A few things. First of all, I'd say a pretty good proportion of the best
programmers I know were self taught (i.e. didn't go to college or else majored
in something completley unrelated to CS, e.g. French lit).

Second, there are growing opportunities to learn code online. I don't even
need to mention any of them to this crowd.

Third, most of the CS majors I talk to say that CS curricula are out of date
and almost always have been (at least with respect to what employers are
looking for, in terms of theory it's less true).
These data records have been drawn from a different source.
PR #4329, opened 2025-05-08
perf: Split projections with expressions that need granular batching

srilman:
## Changes Made

In order for url downloads to have their own batch sizing (based on the max connection parameter), we need to ensure that they are isolated from other expressions in projects. However, URL downloads currently don't use a different node. Same with UDFs.

Thus, we added a rule to split projection expressions with URL downloads and UDFs out. Note that right now the PR doesn't split UDFs because I noticed a last-minute bug but don't want to delay the PR. Will add back UDFs later.

## Checklist


srilman:
Not sure whats going on with codspeed. TPCH should be completely unaffected by this PR.

src/daft-logical-plan/src/optimization/rules/granular_projections.rs
```diff
@@ -0,0 +1,389 @@
...
+                    let mut changed = false;
+                    for child in e.children() {
+                        match child.as_ref() {
+                            // If child is just a reference, don't do anything
+                            Expr::Column(_) | Expr::Literal(_) => children.push(child),
+                            _ => {
+                                changed = true;
+                                // Child may not have an alias, so we need to generate a new one
+                                // TODO: Remove with ordinals
+                                let child_name = format!("id-{}", uuid::Uuid::new_v4());
```
kevinzwang, line 74: Could we make this deterministic, instead of using the UUID here? Maybe using `Expression::semantic_id`?

srilman: Sure. The hope is the refactor will mean we don't need to do this anymore. I saw that `detect_monotonic_id` used the same pattern

kevinzwang:
Oops not sure why the review was submitted. still going the code

src/daft-logical-plan/src/optimization/rules/granular_projections.rs
```diff
@@ -0,0 +1,389 @@
...
+                                let child = child.alias(child_name.as_str());
+                                split_exprs.push(child);
+
+                                children.push(Arc::new(Expr::Column(Column::Resolved(
+                                    ResolvedColumn::Basic(child_name.into()),
+                                ))));
```
kevinzwang, line 80: Small nit: we do have a `resolved_col` method that allows you to easily construct these.

src/daft-logical-plan/src/optimization/rules/granular_projections.rs
```diff
@@ -0,0 +1,389 @@
...
+                            daft_dsl::ResolvedColumn::Basic(passthrough_name.into()),
+                        )))
+                    })
+                })
+                .collect_vec();
+
+            last_child = Arc::new(LogicalPlan::Project(
+                Project::try_new(last_child, exprs).unwrap(),
+            ));
+        }
```
kevinzwang, line 166: I think I understand what you are doing here. I don't have any complaints about it, but a suggestion for an alternative design is to do a top-down traversal of the plan and expression trees, and only split one layer of expressions per iteration. Then, if there are children expression that also need to be split, they will be handled in the subsequent traversal, since it would go into the newly produced child projection.

src/daft-logical-plan/src/optimization/rules/granular_projections.rs
```diff
@@ -0,0 +1,389 @@
...
+use itertools::Itertools;
+
+use super::OptimizerRule;
+use crate::{ops::Project, LogicalPlan};
+
+/// This rule will split projections into multiple projections such that expressions that
+/// need their own granular morsel sizing will be isolated. Right now, those would be
+/// URL downloads, but this may be extended in the future to other functions and Python UDFs.
+#[derive(Debug)]
+pub struct GranularProjections {}
```
kevinzwang, line 15: Our naming convention for optimizer rules seems to be to have some sort of singular verb. Maybe `SplitGranularProjection`?

src/daft-logical-plan/src/optimization/rules/granular_projections.rs
```diff
@@ -0,0 +1,389 @@
...
+use common_treenode::{Transformed, TreeNode};
+use daft_dsl::{functions::ScalarFunction, Column, Expr, ResolvedColumn};
+use itertools::Itertools;
+
+use super::OptimizerRule;
+use crate::{ops::Project, LogicalPlan};
+
+/// This rule will split projections into multiple projections such that expressions that
+/// need their own granular morsel sizing will be isolated. Right now, those would be
+/// URL downloads, but this may be extended in the future to other functions and Python UDFs.
```
kevinzwang, line 13: Would appreciate a quick example of what this rule does.

kevinzwang (approved):
Looks good. Feel free to merge once you've addressed my comments

srilman:
Will let you know once it's merged so we can cut the release

src/daft-logical-plan/src/optimization/rules/granular_projections.rs
```diff
@@ -0,0 +1,389 @@
...
+    pub fn new() -> Self {
+        Self {}
+    }
+
+    fn requires_granular_morsel_sizing(expr: &Expr) -> bool {
+        // TODO: Add Python UDFs as well, but need to handle multiple args better
+        // As well as good testing
+        matches!(
+            expr,
+            Expr::ScalarFunction(ScalarFunction { udf, .. }) if udf.name() == "url_download"
```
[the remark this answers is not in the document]
srilman: We should but to be honest I spent a while trying to get it to work between an `Arc<dyn ScalarUDF + 'static>` and a UrlDownload. I don't have much experience with TypeId and Cursor / ChatGPT wasn't giving any good advice either. So to not wait this PR for too long, lets do it as a follow-up

plotor:
Hi @srilman, Is this rule intended to solve the problem of the `url_download` operator not being able to achieve concurrent downloads when a single partition contains too many URLs? 
For example, my data source is only a CSV file containing 10,000 URLs. According to Daft's strategy, there is only one partition and, of course, only one task. At this time, 10,000 URLs will be concentrated in one task for processing, resulting in a lack of download concurrency. If I try to separate `url_download` into a separate project, I can spilt it into multiple tasks for processing. 
Is this my understanding correct?

srilman:
Hi @plotor, kind of. This is intended to affect more at a local runner level, so within a partition. The idea is to reduce the number of concurrent runners per machine to reduce the change of OOMing and excessive connections.

In a distributed runner, we're currently looking into ways to automatically split large single / few files to increase concurrency, but we recently added a new `.into_batches` API which should help for the time being. The idea is that if you know you have a single file, you can do the following:

```
import daft
from daft import col

df = daft.read_csv(...)
df = df.into_batches(100)
df = df.with_column("data", col("url").url.download())
```

In this case, this informs the distributed engine to split the partitions from `read_csv` into smaller partitions of 100 rows. Thus, the download can be parallelized across the cluster more effectively. Would this work for you for the time being?

plotor:
This seems like a good solution for the `url_download` scenario described above, but I have some doubts:
1. Will `into_batches` only do split within 1 partition into batches, or will it cross partitions?
2. What is the difference in operational effect between `into_batches` and `into_partitions/repartition`?
3. For UDF, is it equivalent to setting `@udf(batch_size=xxx)`？

srilman:
> 1. Will into_batches only do split within 1 partition into batches, or will it cross partitions?

It will do splits within a partition, so if your partitions have 1,000 rows, then `.into_batches(100)` will create 10x the partitions with 100 rows each.

> 2. What is the difference in operational effect between into_batches and into_partitions/repartition?

There are some smaller optimizations we can do with `.into_batches` that we can't do with `.into_partitions` or `.repartition`, but moreso the `.into_batches` API scales better with your data, cluster size, and # of partitions.

srilman:
> 3. For UDF, is it equivalent to setting `@udf(batch_size=xxx)`?

Yes, for the most part, it's kind of like adding an empty UDF with a fixed batch size.

Issue #2496, opened 2024-07-09
Use algolia search instead of default


samster25:
Our current search isn't very good. Use something like algolia to do search and maybe search as you type.

ccmao1130:
Closed with https://github.com/Eventual-Inc/Daft/pull/4330

PR #4330, opened 2025-05-08
docs: add algolia search, separate primary & secondary nav, stylistic changes

ccmao1130:
### 1. Add Algolia for search

https://github.com/Eventual-Inc/Daft/issues/2496

### 2. Separate primary & secondary nav

Previously, we had one nav on the left but as we add more doc pages, it's not sustainable because the scroll becomes really long. I've disabled `toc.integrate` to separate the primary and secondary nav with some stylistic changes to remove the focus from the secondary nav and lessen the noise. 

This is especially nice for:
1. Beginners trying to navigate through `Quickstart` and `Core Concepts` pages without crowding the primary nav
2. API docs because the scroll becomes difficult to navigate when methods are listed

### 3. Smaller Changes

- Added js such that all _external_ links will open in a new tab
- Added Slack button in header
- Added link to Release Notes in nav
- Moved "Ask AI" widget to left side to avoid overlap with secondary nav
- Centered footer content to avoid overlap with "Ask AI" widget and readthedocs flyout

See build here: https://www.getdaft.io/projects/docs/en/chanchan-docs-menu/


mkdocs.yml
```diff
@@ -96,7 +97,7 @@ theme:
   - content.code.copy   # add copy button to code sections
   - content.tabs.link   # If one tab switches Python to SQL, all tabs switch
   - toc.follow
-  - toc.integrate   # adds page subsections to left-hand menu (instead of right-hand menu)
+  # - toc.integrate   # adds page subsections to left-hand menu (instead of right-hand menu)
```
rchowell, line 100: We can just delete rather than comment

docs/js/custom.js
```diff
@@ -44,6 +44,7 @@ document.addEventListener("DOMContentLoaded", function () {
   script.setAttribute("version", "stable");
   script.setAttribute("runllm-keyboard-shortcut", "Mod+j"); // cmd-j or ctrl-j to open the widget.
   script.setAttribute("runllm-name", "Daft");
+  script.setAttribute("runllm-position", "BOTTOM_LEFT");
   script.setAttribute("runllm-position-x", "20px");
   script.setAttribute("runllm-position-y", "98px");
```
rchowell, line 49:
```suggestion
  script.setAttribute("runllm-position-y", "20px");
```

It looks like we had all this extra padding to move the "Ask AI" above the readthedocs versions. Now that it's on the left, I personally like the x/y matching

PR #4331, opened 2025-05-08
docs(window): window function tutorial / demo

f4t4nt:
Window function tutorial


ccmao1130 (approved):

kevinzwang (commented):
Can we link this somewhere in the docs? @ccmao1130 do you know where would be the best place?

ccmao1130:
@kevinzwang If we want to add to docs, I'd like to have more context about the demo itself and purpose of the demo, and also brief overview of what window functions are and why they're useful / what they're used for. 

The core content of the demo is good right now, but I would like more context at each step throughout the entire demo, right now it's just headers & code snippets.

At its current state, I don't think it's ready to be published to docs, but when we're there it should be added to here: https://www.getdaft.io/projects/docs/en/stable/resources/tutorials/ You can also take a look at these tutorials for reference.

kevinzwang:
Ah ok, are we just adding it to the repo so that we can reference it for the future? In that case @f4t4nt feel free to merge

ccmao1130:
@kevinzwang yeah, let's rework it in the near-future!

PR #4337, opened 2025-05-12
chore: Add daft-dashboard frontend build step to Makefile

srilman:
## Changes Made

Added a rule to the Makefile to build the daft-dashboard frontend because I had to keep doing it manually every time I pull from main.

## Checklist

### DIFF
--- a/Makefile
+++ b/Makefile
@@ -59,7 +59,7 @@ build: check-toolchain .venv  ## Compile and install Daft for development
 	@unset CONDA_PREFIX && PYO3_PYTHON=$(VENV_BIN)/python $(VENV_BIN)/maturin develop --extras=all --uv
 
 .PHONY: build-release
-build-release: check-toolchain .venv  ## Compile and install a faster Daft binary
+build-release: check-toolchain frontend .venv  ## Compile and install a faster Daft binary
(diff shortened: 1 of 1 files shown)


Makefile
```diff
@@ -82,6 +82,11 @@ docs: .venv ## Build Daft documentation
 docs-serve: .venv ## Build Daft documentation in development server
 	JUPYTER_PLATFORM_DIRS=1 uv run mkdocs serve -f mkdocs.yml
 
+.PHONY: frontend
+frontend: .venv ## Build daft-dashboard frontend assets
+	cd src/daft-dashboard/frontend && \
+		bun run build
```
rchowell, line 88: 👏  thank you!

Is this not a pre-requisite to other tasks? My builds fail from a clean env, perhaps this is a build dep.

srilman: It doesn't look `bun run build` checks if the previous assets are up to date or not, so if I made it a pre-req to the build itself it would add another 8 seconds to it. If that's OK, happy to add it. The error doesn't appear for `make build` but it does for the others like `make build-release`

rchowell: Let's add it as a build-release pre-requisite

srilman: Added

rchowell (approved):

Fourth, as the author makes clear other universities are sweeping in to fill
the gap left by UW.

So, is this really a problem? I guess it's a problem for UW because they don't
have the sense to move resources from weaker programs to CS. But then again,
is that what's really going on? It could be that UW is simply wishing to
enhance it's program by being more selective (and the UW people in the article
might disagree with that). or it could be that UW's administrators are just
morons, that wouldn't be the only case of stupid mismanagement in American
universities.

I just don't see what the big deal is. With today's opportunities nobody is
being denied the opportunity to learn coding.

Of course, maybe people really, really want to learn actual academic CS
instead of just getting employable skills. I seriously doubt that though.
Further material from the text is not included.